Friday, February 9, 2018

Vitamin and Mineral Supplements: What Clinicians Need to Know

Dietary supplementation is approximately a $30 billion industry in the United States, with more than 90,000 products on the market. In recent national surveys, 52% of US adults reported use of a least 1 supplement product, and 10% reported use of at least 4 such products. Vitamins and minerals are among the most popular supplements and are taken by 48% and 39% of adults, respectively, typically to maintain health and prevent disease.

Despite this enthusiasm, most randomized clinical trials of vitamin and mineral supplements have not demonstrated clear benefits from primary or secondary prevention of chronic diseases not related to nutritional deficiency. Indeed, some trials suggest that micronutrient supplementation in amounts that exceed the recommended dietary allowance (RDA) – eg, high doses of beta carotene, folic acid, vitamin E, or selenium – may have harmful effects, including increased mortality, cancer, and hemorrhagic stroke.

In this Viewpoint, we provide information to help clinicians address frequently asked questions about micronutrient supplements from patients, as well as promote appropriate use and curb inappropriate use of such supplements among generally healthy individuals. Importantly, clinicians should counsel their patients that such supplementation is not a substitute for a healthful and balanced diet and, in most cases, provides little if any benefit beyond that conferred by such a diet.

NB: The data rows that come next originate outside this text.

PR #1123, opened 2023-01-04
Fix: add back kubeConfig init logic to fix npe

LaurenceLiZhixin:
Add back kubeConfig init logic  to fix npe.

### DIFF
--- a/cmd/yurthub/app/config/config.go
+++ b/cmd/yurthub/app/config/config.go
@@ -136,12 +136,13 @@ func Complete(options *options.YurtHubOptions) (*YurtHubConfiguration, error) {
 	proxyServerDummyAddr := net.JoinHostPort(options.HubAgentDummyIfIP, options.YurtHubProxyPort)
 	proxySecureServerDummyAddr := net.JoinHostPort(options.HubAgentDummyIfIP, options.YurtHubProxySecurePort)
 	workingMode := util.WorkingMode(options.WorkingMode)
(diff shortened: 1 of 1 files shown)


cmd/yurthub/app/config/config.go
```diff
@@ -251,10 +252,14 @@ func buildProxiedClient(proxyAddr string) (kubernetes.Interface, error) {
 }
 
 // createSharedInformers create sharedInformers from the given proxyAddr.
-func createYurtSharedInformers(proxiedClient kubernetes.Interface, enableNodePool bool) (yurtinformers.SharedInformerFactory, error) {
+func createYurtSharedInformers(proxyAddr string, enableNodePool bool) (yurtinformers.SharedInformerFactory, error) {
 	var kubeConfig *rest.Config
```
LaurenceLiZhixin, line 256: kubeConfig would cause nil pointer  in line:
```go
if enableNodePool {
		yurtClient, err = yurtclientset.NewForConfig(kubeConfig)
		if err != nil {
			return nil, err
		}
	}

```

rambohe-ch (approved):

cmd/yurthub/app/config/config.go
Congrool: Could we just
```go
	if enableNodePool {
		yurtClient = proxiedClient
	}
```

Congrool: Ohh, it's merged, I did not fresh my page. I think it's fine to keep it as it is since it also works.

PR #1124, opened 2023-01-04
Feature: yurtadm reset/join modification. Do not remove k8s binaries, add flag for using local cni binaries.

### LINKED ISSUE #1095: [feature request] yurtadm reset caches executable files for user experience

- adding reset flag like `--cache-executable` to save executables such kubeadm, kubelet and kubectl so on.
- this option is `opt-in` option, so that it is effective only if this option is enabled. (keep the current behavior in default)

**Why is this needed**:

this will reduce the time window to complete `yurtadm join` in next time after `yurtadm reset` significantly.
according to the use case about the user devices are likely to join and leave the OpenYurt cluster system in edge environment, this will be really helpful to manage the devices.

**others**

actually i am not really sure why these executables need to be removed complete as following.
on the other hand, it sounds reasonable to reap the temporary and configuration data during reset to avoid unexpected behavior for next time to join the cluster.

https://github.com/openyurtio/openyurt/blob/c25be06cb4ae034038bc5b501e23356fa7941dc6/pkg/yurtadm/cmd/reset/phases/cleanyurtfile.go#L28-L49

**Implementation Consideration**

This could be really straight-forward to add the new flag option in,

https://github.com/openyurtio/openyurt/blob/c25be06cb4ae034038bc5b501e23356fa7941dc6/pkg/yurtadm/cmd/reset/reset.go#L66

take it effect during reset to see if it needs to keep the executable binaries as it is or not.

What needs to be cached needs to be discussed with mainline.
As far as i can see, all executable files as followings would be able to be cached.

- kubeadm, kubectl and kubelet
- all binaries under `/opt/cni/bin`

any thoughs?

/kind feature

Windrow14:
/kind feature

yurtadm reset/join modification. Do not remove k8s binaries, add flag for using local cni binaries.

Fixes #1095

- Do not remove `kubeadm/kubelet/kubelet` and cni binaries on `yurtadm reset`.
- Add new flag `--reuse-cni-bin` for `yurtadm join`. It determines whether to reuse local CNI binaries or not. Default value is `false`.

### DIFF
--- a/pkg/yurtadm/cmd/join/join.go
+++ b/pkg/yurtadm/cmd/join/join.go
@@ -271,7 +271,7 @@ func newJoinData(args []string, opt *joinOptions) (*joinData, error) {
 			Organizations: opt.organizations,
 		},
 		kubernetesResourceServer: opt.kubernetesResourceServer,
-		reuseCNIBin:           opt.reuseCNIBin,
+		reuseCNIBin:              opt.reuseCNIBin,
 	}
 
 	// parse node labels
--- a/pkg/yurtadm/cmd/join/join.go
+++ b/pkg/yurtadm/cmd/join/join.go
@@ -52,6 +52,7 @@ type joinOptions struct {
 	nodeLabels               string
 	kubernetesResourceServer string
 	yurthubServer            string
+	reuseCNIBin              bool
 }
 
 // newJoinOptions returns a struct ready for being used for creating cmd join flags.
@@ -66,6 +67,7 @@ func newJoinOptions() *joinOptions {
 		ignorePreflightErrors:    make([]string, 0),
 		kubernetesResourceServer: yurtconstants.DefaultKubernetesResourceServer,
 		yurthubServer:            yurtconstants.DefaultYurtHubServerAddr,
+		reuseCNIBin:              false,
 	}
 }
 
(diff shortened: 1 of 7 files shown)


rambohe-ch:
@YTGhost PTAL

rambohe-ch:
@Windrow14 Thanks for posting pull request. please fix the golangci lint errors.

YTGhost:
@Windrow14 Thanks for posting pr, please also fix the unit test error, there seems to be a syntax error in the code?

rambohe-ch (approved):

fujitatomoya (commented):
sorry i was not aware of this PR, lgtm. @Windrow14 thanks for taking care on this.

Windrow14:
@YTGhost @Congrool Hi you guys, just to ask a question, why we `os.MkdirAll(constants.KubeCniDir, 0600)` but not `os.MkdirAll(constants.KubeCniDir, 0755)` when creating directory for cni binaries?

https://github.com/cilium/cilium/issues/22933

YTGhost:
> @YTGhost @Congrool Hi you guys, just to ask a question, why we `os.MkdirAll(constants.KubeCniDir, 0600)` but not `os.MkdirAll(constants.KubeCniDir, 0755)` when creating directory for cni binaries?
> 
> [cilium/cilium#22933](https://github.com/cilium/cilium/issues/22933)

@Windrow14  I think the reason for using `os.MkdirAll(constants.KubeCniDir, 0600)` at the time was to minimize permissions.

PR #1132, opened 2023-01-10
improve yurtadm join command

rambohe-ch:
/kind enhancement

1. add a util func: IsNil for verifying the nil interface.
2. change caCertHashes type from sets.String to []string
3. move some util functions from yurtadm/util to pkg/util because yurthub will use these utils later.
4. add unit tests for token util.

Fixes #

```release-note

```


rambohe-ch:
@YTGhost PTAL

YTGhost:
@rambohe-ch Please fix the ci error

PR #1138, opened 2023-01-11
bugfix: return fake getter if poolcoordinator is not enabled

Congrool:
#### What type of PR is this?
/kind bug

Fix getter function nil pointer, use fake getter instead of nil if poolcoordinator is not enabled.

Fixes #

```release-note

```


Congrool:
e2e-tests is expected to pass

Congrool:
I'll fix golangci-lint in another pr. PTAL @rambohe-ch

rambohe-ch (approved):

PR #1141, opened 2023-01-12
Fix: pool-coordinator chart format,  default service name, max body size .etc

LaurenceLiZhixin:
1. Validate pool-coordinator chart to ensure it is installable.
2. Add default pool coordinator related service name "pool-coordinator-etcd", "pool-coordinator-apiserver", and ports to yurthub default options.
3. Add '--max-txn-ops=1000' to pool-coordinator etcd container command.
4. Add default transfer body size between yurthub and etcd to '100M'

### DIFF
--- a/charts/openyurt/templates/pool-coordinator.yaml
+++ b/charts/openyurt/templates/pool-coordinator.yaml
@@ -36,57 +36,6 @@ spec:
   selector:
     k8s-app: pool-coordinator
 ---
-#apiVersion: v1
-#kind: ConfigMap
-#metadata:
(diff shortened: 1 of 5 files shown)


LaurenceLiZhixin:
After this pr is merged, I'll test both 'leader' and 'follower' mode at the same time, in my dev environment, with many edge nodes.
And I will add all Resources (not only endpoints and endpointslices) , as pool-scope resources, like pods, some CRDs, to test terformance optimization.

rambohe-ch (approved):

Clinicians should also highlight the many advantages of obtaining vitamins and minerals from food instead of from supplements. Micronutrients in food are typically better absorbed by the body and are associated with fewer potential adverse effects. A healthful diet provides an array of nutritionally important substances in biologically optimal ratios as opposed to isolated compounds in highly concentrated form. Indeed, research shows that positive health outcomes are more strongly related to dietary patterns and specific food types than to individual micronutrient or nutrient intakes.

Although routine micronutrient supplementation is not recommended for the general population, targeted supplementation may be warranted in high-risk groups for whom nutritional requirements may not be met through diet alone, including people at certain life stages and those with specific risk factors.

My Take:
The idea that you can educate physicians on the role of nutrition in human health in one opinion piece shows how little traditional medicine values nutrition. I took 500 hours of classes, submitted detailed case histories and wrote a peer-reviewed article just to qualify to take the nutrition board exam. That was ten years ago. Every year I am required to obtain an additional 12 hours of classroom credit to maintain diplomate status with the board.

In truth, the average patient knows more about nutrition than the average physician.
I do agree that supplements are not a replacement for good nutrition – that is why they are called supplements, not replacements. However, you can no longer obtain all the micronutrients you need from the food available to you from the grocery store.

A good diet, including five vegetables servings, two fruit servings and three protein servings daily will meet or exceed your macronutrient needs. However, it will be deficient in omega-3 fatty acids, calcium, and vitamin D – guaranteed. Now how many of you consume five vegetable servings per day? If not, you will also be deficient in the B vitamins and a host of other micronutrients.

The Bottom Line:
Seek nutritional advice from a qualified nutritionist, one who has had postgraduate education. However, I do invite you to question your primary care physician about nutrition. Try to get a sense of how much they know and maybe peek their interest in learning more. Health care should be more about prevention and less about prescribing statin drugs.